(Available data begins)
PR #4162, opened 2022-07-18
refactor: Print better debug infor when InferredType command failed

tgodzik:
Rather than using Futre.filter, which will cause a difficult to diagnose

### DIFF
--- a/metals/src/main/scala/scala/meta/internal/metals/MetalsLanguageServer.scala
+++ b/metals/src/main/scala/scala/meta/internal/metals/MetalsLanguageServer.scala
@@ -1999,7 +1999,11 @@ class MetalsLanguageServer(
           val uri = textDocumentParams.getTextDocument().getUri()
           for {
             edits <- compilers.insertInferredType(textDocumentParams, token)
-            if (!edits.isEmpty())
+            _ = if (edits.isEmpty())
+              scribe.error(
+                s"Could not infer type at ${textDocumentParams.getPosition()} in file\n${buffers
+                    .get(uri.toAbsolutePath)}"
+              )
             workspaceEdit = new l.WorkspaceEdit(Map(uri -> edits).asJava)
             _ <- languageClient
               .applyEdit(new ApplyWorkspaceEditParams(workspaceEdit))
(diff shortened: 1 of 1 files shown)


metals/src/main/scala/scala/meta/internal/metals/MetalsLanguageServer.scala
```diff
@@ -1999,7 +1999,11 @@ class MetalsLanguageServer(
           val uri = textDocumentParams.getTextDocument().getUri()
           for {
             edits <- compilers.insertInferredType(textDocumentParams, token)
-            if (!edits.isEmpty())
+            _ = if (edits.isEmpty())
+              scribe.error(
+                s"Could not infer type at ${textDocumentParams.getPosition()} in file\n${buffers
+                    .get(uri.toAbsolutePath)}"
+              )
```
kpodsiad, line 2006: What do you think about creating wrapper on `log if condition is met`
```scala
package object internal {
  private def scribeLogWhen(level: Level, condition: Boolean, msg: String)(implicit
      pkg: sourcecode.Pkg,
      fileName: sourcecode.FileName,
      name: sourcecode.Name,
      line: sourcecode.Line,
      mdc: MDC,
  ): Unit =
    if (condition)
      scribe.log(level, mdc, msg)

  def scribeLogError(condition: Boolean)(msg: String)(implicit
      pkg: sourcecode.Pkg,
      fileName: sourcecode.FileName,
      name: sourcecode.Name,
      line: sourcecode.Line,
      mdc: MDC,
  ): Unit = scribeLogWhen(Level.Error, condition, msg)
}
```
Then we could save on all those ifs :D

metals/src/main/scala/scala/meta/internal/metals/logging/package.scala
```diff
@@ -0,0 +1,32 @@
+package scala.meta.internal.metals
```
kpodsiad, line 1: if this package object is toplevel then it'll be possible to use just `logging` not matter where it will be used 🤔

tanishiking (approved):
LGTM from myside!

metals/src/main/scala/scala/meta/internal/metals/logging/package.scala
tgodzik: Not sure, what do you mean?

dos65 (approved):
(Available data ends)
Return the lines from the line containing "tgodzik: Not sure, what do you mean?" to the end of the entries above, exactly as they appear and with no other output.

tgodzik: Not sure, what do you mean?

dos65 (approved):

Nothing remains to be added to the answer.